Le divorce sans juge, institué par la loi n° 2016-1547 du 18 novembre 2016 de modernisation de la justice du XXIe siècle à compter du 1er janvier 2017 avec la participation d’un avocat pour chaque époux pour rédiger la convention de dissolution du mariage et une participation exceptionnelle d’un notaire tarifée à 50 euros TTC pour la conserver et lui donner date certaine, est le prétexte pour un échange nourri d’amabilités entre les deux professions juridico-judiciaires.

Le législateur de 2016 a en effet entendu recentrer le rôle du juge sur ses missions contentieuses et le décharger, entre autres, des divorces par consentement mutuel pour lesquels son rôle se borne à homologuer les conventions rédigées pour le ou les avocats des époux. Malgré l’intervention de deux avocats au lieu d’un auparavant pour ce genre de divorce, l’objectif affiché est assurément, outre un désengorgement des tribunaux, d’offrir aux divorces non-conflictuels sans juge la même fiabilité à moindre coût et dans des délais nettement plus courts avec, en plus, la sécurité du notaire pour garder la convention précieusement au rang de ses minutes.

C’est « ce plus » qui a le don de déranger les notaires aussi bien que les avocats. Les notaires sont très mécontents de n’avoir obtenu, à un tarif imposé dérisoire de 50 euros, que la portion congrue de l’énorme gâteau et les avocats sont, certes, très contents d’avoir obtenu quelque chose de précis à mettre dans leur « acte d’avocat » institué par le législateur de 2011 et codifié par celui de 2016 à l’article 1374 du code civil mais ils sont aussi très mécontents que le législateur ne soit pas allé jusqu’au bout de sa logique en conférant « authenticité » et/ou « date certaine » à leur acte d’avocat.

C’est ainsi que malgré un communiqué du garde des sceaux, Jean-Jacques Urvoas, qui confirme le rôle mineur du notaire qui « ne remplace pas le juge : il ne contrôle pas le consentement des parties ni l’équilibre de la convention, ces missions étant assurées par les avocats.
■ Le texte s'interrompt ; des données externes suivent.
Issue #531, opened 2023-06-30
[Proposal] Prevent express middleware send response


chemitaxis:
Hello, the middleware functions should primarily be responsible for processing the request and preparing the response, but not actually sending it. Instead, once they have done their part in processing, they should pass the control to the next middleware in line using the next() function. 

This ensures a proper flow of control in the application, allowing other middleware functions or the main request handler to perform additional actions if necessary.

For instance, you may have middleware functions for tasks like data validation, logging, handle error, etc. After these tasks are completed, the response is then generated and sent in the main request handler, providing a central location for response generation.

This approach separates concerns more effectively, making the codebase more modular and maintainable. It also allows more flexibility for further processing of the response before it is sent. Plus, error handling can be more centralized and robust, as you can have specific error-handling middleware.

For testing, this design makes it much easier, as each middleware function can be tested independently for its specific task. Testing becomes straightforward as you just need to ensure that each middleware behaves correctly when receiving a request and calling next().

This way, we keep up with the principle of each part of the software doing one thing and doing it well. The middleware processes the request and prepares the response, the main request handler (or other middleware) sends the response, and the code becomes more maintainable.

What do you think?

ymc9:
Hi @chemitaxis , thanks for the detailed explanation I think it all makes very good sense.

For simple cases, I think it's easier to use if the middleware just directly sends the response. Shall we add an option to the middleware factory to control this behavior?

```ts
app.use(
    '/api/model',
    ZenStackMiddleware({
        getPrisma: (request) => withPresets(prisma, { user: getSessionUser(request) }),
        sendResponse: false
    })
);
```

When `sendResponse` is false, the prepared response object can be stored into `res.locals` (and then call `next()`) and be used by the subsequent middleware or request handlers:

```ts
app.all('/api/model/*', (req, res) => {
    const { status, body } = res.locals.zenstack;
    // further processing
    ...
    res.status(status).json(body);
});
```

Does this sound reasonable to you?

chemitaxis:
This sounds perfect. I can do another PR if you want

ymc9:
> This sounds perfect. I can do another PR if you want

That'll be great! Thank you!

chemitaxis:
@ymc9 here you have :) https://github.com/zenstackhq/zenstack/pull/533

ymc9:
Fixed by #533

PR #533, opened 2023-07-01
changes: add option to manage response middleware

chemitaxis:
This PR solves this issue proposal: https://github.com/zenstackhq/zenstack/issues/531

:)


chemitaxis:
hi @ymc9 I'm having this error on the CI:

`Error: packages/server build: src/express/middleware.ts(41,12): error TS7030: Not all code paths return a value.`

What do you think is the best approach to solve this warning?

chemitaxis:
I don't know why is failing the CI 😢  I thinks a problem installing a package:

` Command failed: npm install @tanstack/svelte-query`

ymc9:
> I don't know why is failing the CI 😢 I thinks a problem installing a package:
> 
> ` Command failed: npm install @tanstack/svelte-query`

I believe it's due to the recent release of svelte V4. Please use "dev" branch as the source branch for making changes in the future, and it should work then :D.

packages/server/src/express/middleware.ts
```diff
@@ -68,9 +83,18 @@ const factory = (options: MiddlewareOptions): Handler => {
                 zodSchemas,
                 logger: options.logger,
             });
-            response.status(r.status).json(marshalToObject(r.body, useSuperJson));
+            if (manageCustomResponse) {
```
ymc9, line 86: Just to make sure I understand how to use this. Since when `manageCustomResponse` is on the code here, simply returns the status and body, is it supposed to use the middleware like regular function call in a request handler then?

```js

const zenstack = ZenStackMiddleware({ manageCustomResponse: true, ... });

app.all('/api/model/*', async (req, res) => {
    const { status, body } = await zenstack(req, res);
    // more processing
    ...
    return res.status(status).json(body);
});

```

chemitaxis:
Hi, yes @ymc9, this is the idea but I don't know why this is not working... I have pushed a new temporal test before merging with the other express tests with `manageCustomResponse: true` but it's not working as expected... 🤔 the test never finish.

You can run only this test using this command from `server` folder

`./node_modules/.bin/jest tests/adapter/express-temp.test.ts --silent=false`

The `silent` arg is for checking `console.log` debugging. 

I am trying to figure out where is the problem...

ymc9:
> 

I think the problem is that when `manageCustomResponse` is set true, the middleware neither sends a response nor calls `next()`, so the processing is stuck.

I feel the general pattern of express middleware, if not sending a response, is not to return some data - I'm not sure how the returned data would be used by subsequent middleware or route handler. Instead, should it attach information to `req` or `res` object and call `next()`, and subsequent handlers fetch data there and decide what to do? `res.locals` looks like a good place to store custom data?

chemitaxis:
Hi @ymc9 yes, exactly, there was the problem... I found it but I don't know why, I don't have notifications on my inbox when I get mentioned... I have created a test, what do you think? Best.

rsaladocid:
good job @chemitaxis

rsaladocid:
this will be very useful @chemitaxis !

ymc9:
> 

It looks great now! I'll merge it and publish a new version soon. Thank you!

ymc9 (approved):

Ni les parties ni les avocats ne se présentent devant lui », le président du Conseil supérieur du notariat (CSN) Didier Coiffard a lancé les hostilités en faisant état du « risque » que les conventions rédigées par les avocats ne soient « déséquilibrées » ou « non conformes à la législation » voire pourraient heurter « l’ordre public ».

Des propos qualifiées d’ « indignes » et de « contraires à la loi » par le président du Conseil national des barreaux (CNB) Pascal Eydoux qui rappelle que l’acte d’avocat a « une valeur probante supérieure à l’acte sous seing privé puisqu’il fait foi de l’écriture et de la signature des parties jusqu’à inscription de faux » et que l’avocat est un professionnel du droit qui engage « sa responsabilité quant au contenu de la convention, à sa validité, à sa pleine efficacité et à la vérification des signatures des parties » et veillera « au respect des lois et règlements lors de la rédaction de cet acte et ne contresignera bien évidemment pas une convention contraire à l’ordre public » pour dénoncer les attaques « indignes » des notaires qui auraient voulu « exercer un contrôle de ces actes » qu’ils n’ont pas obtenu.
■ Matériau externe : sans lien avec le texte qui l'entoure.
PR #548, opened 2023-07-04
chore: rename rest-api's option from manageCustomResponse to sendResponse

ymc9:
@chemitaxis I'm thinking of renaming the option for better clarity. Do you mind taking a look?


chemitaxis:
excellent @ymc9 :) the best name ever!! 😂

PR #549, opened 2023-07-04
fix: optimize the way how generated packages are loaded in test environment

ymc9:


packages/server/src/express/middleware.ts
```diff
@@ -14,14 +14,17 @@ export interface MiddlewareOptions extends AdapterBaseOptions {
...
+     * the response is stored in the `res.locals` object and then the middleware
+     * calls the `next()` function to pass the control to the next middleware.
+     * Subsequent middleware or request handlers need to make sure to send
+     * a response.
      *
-     * Defaults to false;
+     * Defaults to true;
      */
-    manageCustomResponse?: boolean;
+    sendResponse?: boolean;
```
chemitaxis, line 27: where are you setting the default value to true @ymc9 ?

packages/server/src/express/middleware.ts
```diff
@@ -86,7 +89,8 @@ const factory = (options: MiddlewareOptions): Handler => {
                 zodSchemas,
                 logger: options.logger,
             });
-            if (manageCustomResponse) {
+            if (sendResponse === false) {
```
chemitaxis, line 92: I think here we have a problem... `sendReponse` is `undefined`... I think this will be `true` always

ymc9: When not set `sendResponse` will be undefined, so `=== false` evaluates to `false`. I think it works. @chemitaxis

chemitaxis (approved):
Thanks for the clarification and PR!

Issue #542, opened 2023-07-03
[Feature Request] Support customizing requests sent by SWR


ymc9:
This is a peer feature request for SWR for #541

ymc9:
Fixed by #556

PR #556, opened 2023-07-05
feat: allow to use custom fetch with generated hooks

La loi n’a confié au notaire, insiste Pascal Eydoux, qu’un contrôle strictement formel de la convention lors de son dépôt. « Dès lors que la convention comportera les mentions exigées, que le formulaire d’information singé par le mineur y sera joint et que le délai de réflexion de 15 jours laissé aux parties avant de signer la convention aura été respecté, le notaire n’aura pas d’autre choix que de déposer l’acte au rang des minutes : c’est ce que dit la loi et il ne peut rien y ajouter », peste Me Eydoux qui prévient que si les notaires entravent « l’application de la loi nouvelle sur le divorce », il appartiendra aux pouvoirs publics d’en tirer les conséquences et de « conférer force exécutoire à l’acte d’avocat ». Une entrave dont les avocats se réjouissent par avance.